-
Ray tracing per bounce. Compaction not completed yet.
-
Specular Reflection (make has reflection between 0.1 and 1)
-
Soft Shadows and Area Lights
-
Depth of Field
-
Jittered Antialiasing
-
MSAA: Multi Sample Anti Aliasing
-
Refraction (make has refraction between 0.1 and 1)
-
Camera Movement
w-a-s-d-q-z move camera in world space
[-]-o-p pan camera around
up - down for moving the focal plan in and out
left - right for increasing and decreasing aperture size
http://github.com/ishaan13/Project1-RayTracer/blob/master/renders/2K_10_noCompaction.bmp http://github.com/ishaan13/Project1-RayTracer/blob/master/renders/2K_10_noCompaction_jitter.bmp http://github.com/ishaan13/Project1-RayTracer/blob/master/renders/2K_10_noCompaction_jitter_DOF.bmp
https://www.dropbox.com/s/htm8t0xxahi0z1l/RayTracerGPU.avi https://www.dropbox.com/s/xnmadcdf24i5zr4/RayTracerGPUDOF.avi
Peformance Boosts
- Ray-Box intersection code has less branching
- Bounce Parallelization
Performance increase strategy:
- Compaction should increase speed massively because of decrease in dead threads
- Put light source geometry into shared memory
- Less global memory access in code.
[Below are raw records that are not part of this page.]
PR #1324, opened 2018-07-09
USASPENDING_AWS_REGION env var consolidation

willkjackson:
**High level description:**
Over the history of this API, many environment variable names have been used. Formerly, this repo used:
`CSV_AWS_REGION `
`BULK_DOWNLOAD_AWS_REGION`
and in many ETL scripts:
`AWS_REGION`

(There is also `CFDA_REGION`, which needs to exist separately as it comes from a different source).

This consolidates all of these into one environment variable, `USASPENDING_AWS_REGION`.

**Link to JIRA Ticket:**
[link not provided]

- [ ] Operations review completed (for scripts/jobs that use these env vars)

### DIFF
--- a/usaspending_api/download/v2/views.py
+++ b/usaspending_api/download/v2/views.py
@@ -41,7 +41,7 @@ from usaspending_api.references.models import ToptierAgency
 
 @api_transformations(api_version=settings.API_VERSION, function_list=API_TRANSFORM_FUNCTIONS)
 class BaseDownloadViewSet(APIDocumentationView):
-    s3_handler = S3Handler(name=settings.BULK_DOWNLOAD_S3_BUCKET_NAME, region=settings.BULK_DOWNLOAD_AWS_REGION)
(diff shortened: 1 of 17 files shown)


usaspending_api/download/v2/views.py
```diff
@@ -41,7 +41,7 @@
 
 @api_transformations(api_version=settings.API_VERSION, function_list=API_TRANSFORM_FUNCTIONS)
 class BaseDownloadViewSet(APIDocumentationView):
-    s3_handler = S3Handler(name=settings.BULK_DOWNLOAD_S3_BUCKET_NAME, region=settings.BULK_DOWNLOAD_AWS_REGION)
+    s3_handler = S3Handler(name=settings.BULK_DOWNLOAD_S3_BUCKET_NAME)
```
nmonga91: Will this fall back to the env var?

willkjackson: Yes, if you look at S3Handler's `init` (not sure why we are using such a simple wrapper for boto) it is set there.

PR #1336, opened 2018-07-18
OPS-257 qualifying the schema in which the enum type is declared for pg_dump restore

kwhickey:
**High level description:**
Cannot restore dumped databases without qualifying where (what schema) pg_restore or psql should find the `total_obligation_bins` enum type. This adds that schema-qualification

**Technical details:**
See: See this postgres bug report for details: https://www.postgresql.org/message-id/flat/153184074037.1405.15097715315257989847%40wrigleys.postgresql.org

**Link to JIRA Ticket:**
[OPS-257](https://federal-spending-transparency.atlassian.net/browse/OPS-257) discovered during working through this Operations Epic

**Links to Dependent/Related PRs**
N/A

**Special Deployment Steps**

1. Will need to explicitly run this sql script on each database. Note, if not run, it will run as part of the nightly pipeline where that jenkins job is run

- [ ] Unit & integration tests updated with relevant test cases N/A
- [ ] Frontend impact assessment completed N/A
- [ ] Data validation completed N/A
- [ ] API Performance evaluation completed and present: N/A

### DIFF
--- a/usaspending_api/database_scripts/matviews/functions_and_enums.sql
+++ b/usaspending_api/database_scripts/matviews/functions_and_enums.sql
@@ -5,10 +5,10 @@ CREATE EXTENSION IF NOT EXISTS intarray;
 
 -- The function(s) and enum(s) below were originally created for the materialized views
 
-CREATE TYPE total_obligation_bins AS ENUM ('<1M', '1M..25M', '25M..100M', '100M..500M', '>500M');
+CREATE TYPE public.total_obligation_bins AS ENUM ('<1M', '1M..25M', '25M..100M', '100M..500M', '>500M');
 
 
-CREATE OR REPLACE FUNCTION obligation_to_enum(award NUMERIC) RETURNS total_obligation_bins AS $$
+CREATE OR REPLACE FUNCTION obligation_to_enum(award NUMERIC) RETURNS public.total_obligation_bins AS $$
   DECLARE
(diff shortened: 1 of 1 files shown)


usaspending_api/database_scripts/matviews/functions_and_enums.sql
```diff
@@ -5,10 +5,10 @@ CREATE EXTENSION IF NOT EXISTS intarray;
 
 -- The function(s) and enum(s) below were originally created for the materialized views
 
-CREATE TYPE total_obligation_bins AS ENUM ('<1M', '1M..25M', '25M..100M', '100M..500M', '>500M');
+CREATE TYPE public.total_obligation_bins AS ENUM ('<1M', '1M..25M', '25M..100M', '100M..500M', '>500M');
```
tony-sappe: Is this line change necessary? If yes, I would say we want the functions to match this explicitness too to be consistent

kwhickey: Answer is, it depends. Depends on what the `search_path` is for the session executing the query. In a normal psql session, it will stay as default, which would create the object in `public` schema, unless a schema for the user's name exists.

I think though to be explicit, we should add it to all, so it will work regardless of a person's set `search_path` and  any schemas they have on their machine. Will make the change.

PR #3440, opened 2022-05-03
[DEV-7792] Upgrade to Django 3.2 from 2.2

sethstoudenmier:
**Description:**
Upgrade to Django 3.2 (current LTS version) from Django 2.2 (previous LTS version).1

**Technical details:**
The work was committed in three stages:

> Get all tests to pass by upgrading to Django 3.2 and upgrading libraries that also needed to be upgraded to support Django 3.2

* Upgrades to libraries that rely on Django
* All usages of `AppConfig` need to now have the `AppConfig.name` defined as a dot notation path
* Any annotation where you could have the potential for a mixed type (e.g. `Text and Char` or `Int and Float`) the `output_field=` has to be a defined argument
* The `StringAgg` does not have the `output_field` set and can create an issue depending on the delimiter; this was resolved in Django's development branch, but not currently in a release
* With Django 3.2 we are now able to filter on Exists() instead of requiring an annotation; places that were previously performing an Exists in an annotation were refactored to filter on Exists for two reasons:
   * More performant to simply filter on EXISTS instead of an annotation
   * There are some issues with using Django CTE and a subquery (e.g EXISTS in an annotation) when subquery models are not defined with `objects = CTEManager()`
* Similar to the sub-bullet above, some models had to have `objects = CTEManager()` set in order to allow their use as a subquery of a queryset that contains a CTE; this is a known issue with a PR open in django_cte, but this workaround also works fine
* Similar to the new `StringAggWithDefault` used in place of `StringAgg` the `output_field` was also added to `ConcatAll` to handle mixed types
* `response` objects passed to `process_response` no longer have `_headers` as a private field but instead use `headers`
* Django in 3.1.1 decided that in order to fix an issue with custom json_decoders they would break functionality for raw queries that use a Django connection to query a JSONB field (all Django JSON fields are JSONB). A workaround for this is to cast raw queries of JSONB types to be a JSON types through the use of `::JSON` in the raw query, while this is quite annoying it is one that it does not seem the Django community cares to fix (https://code.djangoproject.com/ticket/31991#comment:1)
   * The bug is that all raw queries using a Django connection directly (instead of a psycopg2 connection which Django uses under the hood) any JSONField (JSONB data type) will be returned as a string, but any query to JSONField through the ORM will return a dictionary as expected
* `partial_index` was previously used since Django did not support such indexes. This library was not updated to support Django 3.2, but partial indexes were added to Django through the use of the `condition=` argument.
   * In order for migrations to run with Django 3.2 all legacy migrations that included `partial_indexes` were refactored to not use `partial_indexes` but instead the Django approach with `condition=`. Unfortunately, unique indexes are still not support via Django even though they are supported in Postgres. The end result was to add migrations using RawSQL that create a unique index and map to a typical pattern used to create an index (e.g. https://github.com/fedspendingtransparency/usaspending-api/commit/78da1c6fc2d07389c15149c69c4d38799dad8ca0#diff-b62d15a74328635bbe0166019a7e2b3d713354501edee910ec9f4dba6128a3aeR13).
 * Django has marked the `django.contrib.postgres.fields.JSONField` as deprecated in favor of the regular `models.JSONField`
 * Lastly, libraries that we did not use and also did not support Django 3.2 were removed from requirements and INSTALLED_APP

> Make the change from `model_mommy` to `model_bakery` since `model_mommy` is no longer supported and `model_bakery` is the version which has support for Django 3.2

* All just renames to use `bakery`

> Remaining version / code changes needed to silence some of the warnings

* Warnings primarily about deprecation:
   * Pandas 
   * Django Debug Toolbar
   * DRF API Tracking
   * Django
      * `NullBooleanField` deprecated in favor of `BooleanField(null=True, blank=True)`
      * `get_random_string()` is deprecated in favor of the same method where `length=` is a defined argumen
* Some libraries complained that `DEFAULT_AUTO_FIELD` was not defined so this was set in the `settings.py` with the value matching Django's own default value

    - [ ] Backend
8. [ ] Jira Ticket [DEV-7792](https://federal-spending-transparency.atlassian.net/browse/DEV-7792):

```
```


kwhickey (commented):
First commit reviewed ✅ 
Questions: ❓ 
- how many places did you need to change `select *` to `select fields, field:JSON` to cast?
- why removing the index creations in migrations and making them RunSQL? What lib were we using before that supported unique=True on the indices. Seems a big oversight for them to no longer support this kind of index.
- does the datadog middleware integration still work with this version of django? we should test this when deploying to staging.

requirements/requirements-app.txt
```diff
@@ -25,7 +25,7 @@ Markdown<3.0
 marshmallow==3.14.1
 numpy==1.19.*
 openpyxl==2.4.7
-pandas==1.1.*
+pandas==1.3.*
```
kwhickey, line 28: Why change the pandas version? We should look at specifically regression testing code that uses pandas.

sethstoudenmier: Was changed to silence more warnings that appear during tests. Not directly related to Django 3.2 so happy to revert this back if wanted.

sethstoudenmier:
> * how many places did you need to change `select *` to `select fields, field:JSON` to cast?
The only place I can remember making that change was around the submission loader when it creates the publish_history JSON object. And the change from `SELECT *` was only in the test case IIRC, the change that affected the loader was only adding `::JSON` to a single field.

> * why removing the index creations in migrations and making them RunSQL? What lib were we using before that supported unique=True on the indices. Seems a big oversight for them to no longer support this kind of index.
Previously we used `django-partial-index` to create the unique partial indexes. `django-partial-index` does not support Django 3.2 and Django supports partial indexes, but not unique partial indexes without the creation of a separate Index and Unique Constraint. 

> * does the datadog middleware integration still work with this version of django? we should test this when deploying to staging.
Plan to poke around more as we get this out to Staging.

@kwhickey Answers to other questions above

requirements/requirements-app.txt
kwhickey: Looked at versions and some deprecations but mostly advanced features. Going forward with upgrade.

kwhickey (approved):
Reviewed all major commits and discussed verbally. All looks good.

kwhickey (approved):
APPROVING! ... after minor updates from recent changes on qat.

PR #3245, opened 2021-09-27
[DEV-7790] combine_transaction_search_chunks AccessLock Error Mitigation

collinwr:
**Description:**
This PR updates the `combine_transaction_search_chunks` command to reduce the risk of failures due to AccessLocks. This is accomplished in two main ways.
1. Instead of renaming the constraints on the `transaction_search_old` table, the constraints are removed
2. Retry logic has been added to the step that removes the `transaction_search_old`

Additionally, a warning is returned from the command if the `transaction_search_old` table is unable to be dropped. This warning will be reported in message sent from Jenkins to Slack after a pipeline finishes. 

**Technical Details**
Two additional PRs will be created to update the staging and production pipelines. These PRs will include a change to send the warning to Slack.
1. Staging Pipeline - https://github.com/fedspendingtransparency/usaspending-config/pull/1096
2. Production Pipeline - https://github.com/fedspendingtransparency/usaspending-config/pull/1097 

**Requirements for PR merge:**

1. [x] Unit & integration tests updated
2. [x] API documentation updated
3. [ ] Necessary PR reviewers:
    - [ ] Backend
4. [x] Matview impact assessment completed
5. [x] Frontend impact assessment completed
6. [x] Data validation completed
7. [ ] Appropriate Operations ticket(s) created
8. [x] Jira Ticket [DEV-7790](https://federal-spending-transparency.atlassian.net/browse/DEV-7790):
    - [x] Link to this Pull-Request
    - [ ] Performance evaluation of affected (API | Script | Download)
    - [ ] Before / After data comparison

**Area for explaining above N/A when needed:**
```
```

PR #3442, opened 2022-05-09
[PIPE-231] Remove constraints from Transaction Search to improve locking during swap

sethstoudenmier:
**Description:**
Improve locks that are taken during the combine transactions stage of the Nightly Pipeline to prevent deadlock scenarios.

**Technical details:**
Currently the Nightly Pipeline runs into a deadlock issue due to conflicting `AccessShareLock` and `AccessExclusiveLock`. The `AccessExclusiveLock` occurs when the combine transactions stage attempts to `DROP CONSTRAINT` for the two different FOREIGN KEYs (`awards` and `transaction_normalized`). One example of the `AccessShareLock` that has been problematic for this is a simple SELECT that joins `awards` and `transaction_normalized` since it takes an `AccessShareLock` on both of those tables. The deadlock scenario occurs when:
1. DROP CONSTRAINT for FOREIGN KEY to `awards` takes an `AccessExclusiveLock`
2. SELECT ... FROM ... takes an `AccessShareLock` on `awards` and `transaction_normalized`
3. DROP CONSTRAINT for FOREIGN KEY to `transaction_normalized` takes an `AccessExclusiveLock`

In the scenario above, Lock 1 will not let up until Lock 3 does since they are in a transaction. And Lock 2 will not let up until Lock 1 does since `AccessExclusiveLock` blocks all operations to the table under lock.

The reason this lock is taken on these tables is because of how Postgres handles FOREIGN KEY CONSTRAINTS. When a FOREIGN KEY CONSTRAINT is created it also creates a trigger on the underlying table (e.g. `transaction_search -> awards` and `transaction_search -> transaction_normalized`). When the CONSTRAINT is dropped it also needs to drop the trigger, which results in the `AccessExclusiveLock` on both Primary and Secondary table. This is also why attempts to resolve this in #3245 did not work. That PR added error handling on the DROP TABLE section fo the job, but also moved the DROP CONSTRAINTS to the Swap / Rename section. So while it appears that a new problem was created, it actually just moved to problem since the DROP TABLE would have also performed DROP CONSTRAINT via CASCADE. 

This leaves two solutions:
* Simply remove the DROP CONSTRAINT statements out of the DB transaction
   * Appears that having these statements in a DB transaction is actually bad practice for this deadlock reason
* OR, remove the CONSTRAINTS entirely from `transaction_search`
   * This PR takes this approach because really this table is a report built on top of tables that already have constraints
   * Also, the constraints are kinda needed for the Django ORM, but you can trick the Django ORM into thinking that the fields are Foreign Key or One-To-One fields even though they are simple data types AND NOT keys

Lastly, this PR removes changes around error handling since that is actually not a problem.

5. [x] API documentation updated
6. [ ] Necessary PR reviewers:
    - [ ] Backend
7. [x] Matview impact assessment completed
8. [x] Frontend impact assessment completed
9. [x] Data validation completed
10. [ ] Appropriate Operations ticket(s) created
11. [x] Jira Ticket [PIPE-231](https://federal-spending-transparency.atlassian.net/browse/PIPE-231):

```
```

### DIFF
--- a/usaspending_api/etl/management/commands/combine_transaction_search_chunks.py
+++ b/usaspending_api/etl/management/commands/combine_transaction_search_chunks.py
@@ -5,8 +5,6 @@ from pathlib import Path
 from django.db import connection, transaction
 from django.core.management.base import BaseCommand
 
-from psycopg2 import OperationalError
-
 from usaspending_api.common.data_connectors.async_sql_query import async_run_creates
 from usaspending_api.common.helpers.sql_helpers import execute_sql_simple
 from usaspending_api.common.helpers.timing_helpers import ConsoleTimer as Timer
@@ -60,8 +58,6 @@ class Command(BaseCommand):
 
         logger.info(f"Chunk Count: {chunk_count}")
 
-        # Constraints must be read first, so indexes created by pk/fk are not repeated
-        create_temp_constraints, rename_constraints, delete_constraints = self.read_constraint_definitions()
         create_temp_indexes, rename_indexes = self.read_index_definitions()
 
         with Timer("Recreating table"):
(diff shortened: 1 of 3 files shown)


kwhickey (commented):
Well deduced to trap this scenario. I'll reach out to chat verbally to clarify the deadlocking scenario -- it would seem to me that Postgres should not let itself get into this scenario: either all locks in the transaction are take or none are, and/or while the exclusive lock exists, no reads (share lock) should be allowed to be taken. 
But maybe the order of operations within the DB transaction lent itself to this vulnerable-to-interleaving state.

I like the approach of just ridding ourselves of the overly-complex (unneeded) DB constraints. But I wonder if we were to have forced locks early in the transaction by taking the locks explicitly, whether it would have made the transaction less prone to deadlocks.

Another thing that should be considered is that in ridding this code of the functions to handle error retries and constraint reading/drops, might we need them again for other gold tables? Or are we deciding that none of them should have (or can have) FK constraints in the future?

kwhickey (approved):
After conversation, this change can go through as it nicely circumvents the deadlock vulnerability. But please record what we learned (In this PR most of the info is there already), as this will likely come up again as we do more table swaps like this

Use more register-variables
Performance Analysis:
Varying Number of threads per block and looking at time per iteration for a maximum of 10 bounces: on NVidia GT640M (384 cores, 1GB)
- 4 x 4 : 395ms
- 8 x 8 : 120ms
- 12 x 12 : 139ms
- 16 x 16 : 125ms
- 24 x 24 : 229ms
- 32 x 32 : 156ms
So, the interesting thing is that at multiples of a half-warp size per dimension, there's a significant increase in performance as all the local maxima's. It would be curious to understand why. The reason being that even the 24 x 24 is a multiple of a 32 warp size.